From mboxrd@z Thu Jan  1 00:00:00 1970
Return-Path: <linux-btrfs-owner@vger.kernel.org>
Received: from plane.gmane.org ([80.91.229.3]:40718 "EHLO plane.gmane.org"
	rhost-flags-OK-OK-OK-OK) by vger.kernel.org with ESMTP
	id S1750781AbaBIFlU (ORCPT <rfc822;linux-btrfs@vger.kernel.org>);
	Sun, 9 Feb 2014 00:41:20 -0500
Received: from list by plane.gmane.org with local (Exim 4.69)
	(envelope-from <gcfb-btrfs-devel-moved1@m.gmane.org>)
	id 1WCN8o-0001Ag-MY
	for linux-btrfs@vger.kernel.org; Sun, 09 Feb 2014 06:41:18 +0100
Received: from ip68-231-22-224.ph.ph.cox.net ([68.231.22.224])
        by main.gmane.org with esmtp (Gmexim 0.1 (Debian))
        id 1AlnuQ-0007hv-00
        for <linux-btrfs@vger.kernel.org>; Sun, 09 Feb 2014 06:41:18 +0100
Received: from 1i5t5.duncan by ip68-231-22-224.ph.ph.cox.net with local (Gmexim 0.1 (Debian))
        id 1AlnuQ-0007hv-00
        for <linux-btrfs@vger.kernel.org>; Sun, 09 Feb 2014 06:41:18 +0100
To: linux-btrfs@vger.kernel.org
From: Duncan <1i5t5.duncan@cox.net>
Subject: Re: lost with degraded RAID1
Date: Sun, 9 Feb 2014 05:40:55 +0000 (UTC)
Message-ID: <pan$9975$a22e4391$1abcb3d9$aba51d08@cox.net>
References: <CABgvyo-rw8To-=8_Kt+j8gXiJyX43oWPrWxhAGWqhpE83oCCAw@mail.gmail.com>
	<C0AD9885-8F81-4642-809F-BDC3933A5932@colorremedies.com>
	<20140130175831.GU3314@carfax.org.uk>
	<C3B0EA86-0CBA-4500-81A8-7F3A99306E76@colorremedies.com>
	<CABgvyo8ZG=pk=i-7iXzoOWqZj_fVvUd6xiaXef1KWR8QLibhXg@mail.gmail.com>
	<6C293A14-9A38-4DAA-A720-1F77B9CB083D@colorremedies.com>
	<CABgvyo-cZ1bw7Gyd5sUYK11mMUp3N2w6v=SNEdXBRYqbNSNNFQ@mail.gmail.com>
	<CABgvyo8iS-8i-NKDUPX30B+Mk-B8-ZjLU7p_N7XefXtcSDvCFg@mail.gmail.com>
	<C37F3250-AA5B-4C75-8ECB-D1E7B6FFEADD@colorremedies.com>
	<CABgvyo89WYpOFqb7fE4Ls5U63c_Kc8bLeNGebge87Up9H+NBiQ@mail.gmail.com>
Mime-Version: 1.0
Content-Type: text/plain; charset=UTF-8
Sender: linux-btrfs-owner@vger.kernel.org
List-ID: <linux-btrfs.vger.kernel.org>

Johan Kröckel posted on Sat, 08 Feb 2014 12:09:46 +0100 as excerpted:

> Ok, I did nuke it now and created the fs again using 3.12 kernel.
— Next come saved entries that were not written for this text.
PR #255, opened 2020-07-23
KEYCLOAK-13804 Require chromedriver only if it is not provided by env…

mhajas:
…ironment

This is rather a workaround than a fix, however, I would say for us should be enough. The failure was caused by failure to download/unzip chromedriver (see the second snippet in the Jira). The process of `npm install` continues because chromedriver is just optional dependency. Then when `webdriver.js` did `require('chromedriver')` it failed, because chromedriver was not correctly downloaded.

My changes execute `require('chromedriver')` only when it is really necessary, e.g. when chromedriver is not specified in the arguments/env variable. This change should be enough for us because, in CI, we use an environment variable to specifying chromedriver path.

### DIFF
--- a/test/utils/webdriver.js
+++ b/test/utils/webdriver.js
@@ -18,7 +18,6 @@
  * An utility with the specifics for selenium
  */
 const chrome = require('selenium-webdriver/chrome');
-const chromedriver = require('chromedriver');
 const webdriver = require('selenium-webdriver');
 const args = require('minimist')(process.argv.slice(2));
 const By = webdriver.By;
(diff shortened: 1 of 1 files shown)


mhajas:
CI results: https://keycloak-jenkins.com/job/universal-test-pipeline-adapters/1590/

mhajas:
@vmuzikar I think this is happening only with Node.js 10. 

To me, it seems like the issue is that npm downloads `chromedriver_linux.zip` into `/tmp/_version_/chromedriver/chromedriver_linux.zip` and then it tries to unzip it into `/tmp/_version_/chromedriver`. Then, there might be a file name conflict. The zip file contains a file with the name chromedriver, and also the directory is called chromedriver, so maybe during the unzip the tool confuses the destination `/tmp/_version_/chromedriver` and `/tmp/_version_/chromedriver/chromedriver`. If it chooses the first one, it fails because the directory is already there. However, I haven't found any info about this on the internet, so I am not sure it is correct.

PR #262, opened 2020-10-14
[KEYCLOAK-15950] [Ankon] Added option to set config on a keycloak ins…

luciferankon:


apiel:
This PR is inconsistent as the config are used in the instantiation of the Keycloak object, see https://github.com/keycloak/keycloak-nodejs-connect/blob/main/keycloak.js#L61

If you would want to do something like this, you should reinitialize the whole keycloak instance or extract all the config initialization and take care that the `GrantManager` is properly updated. I think to do such thing, you need to do major refactoring.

So far
> so good. Runs fine.
> Finally, I know its kind of offtopic, but can some help me interpreting
> this (I think this is the error in the smart-log which started the whole
> mess)?
> 
> Error 1 occurred at disk power-on lifetime: 2576 hours (107 days + 8
> hours)
>   When the command that caused the error occurred, the device was
> active or idle.
> 
>   After command completion occurred, registers were:
>   ER ST SC SN CL CH DH
>   -- -- -- -- -- -- --
>   04 71 00 ff ff ff 0f
>  Device Fault; Error: ABRT at LBA = 0x0fffffff = 268435455

I'm no SMART expert, but that LBA number is incredibly suspicious.  With 
standard 512-byte sectors that's the 128 GiB boundary, the old 28-bit LBA 
limit (LBA28, introduced with ATA-1 in 1994, modern drives are LBA48, 
introduced in 2003 with ATA-6 and offering an addressing capacity of 128 
PiB, according to wikipedia's article on LBA).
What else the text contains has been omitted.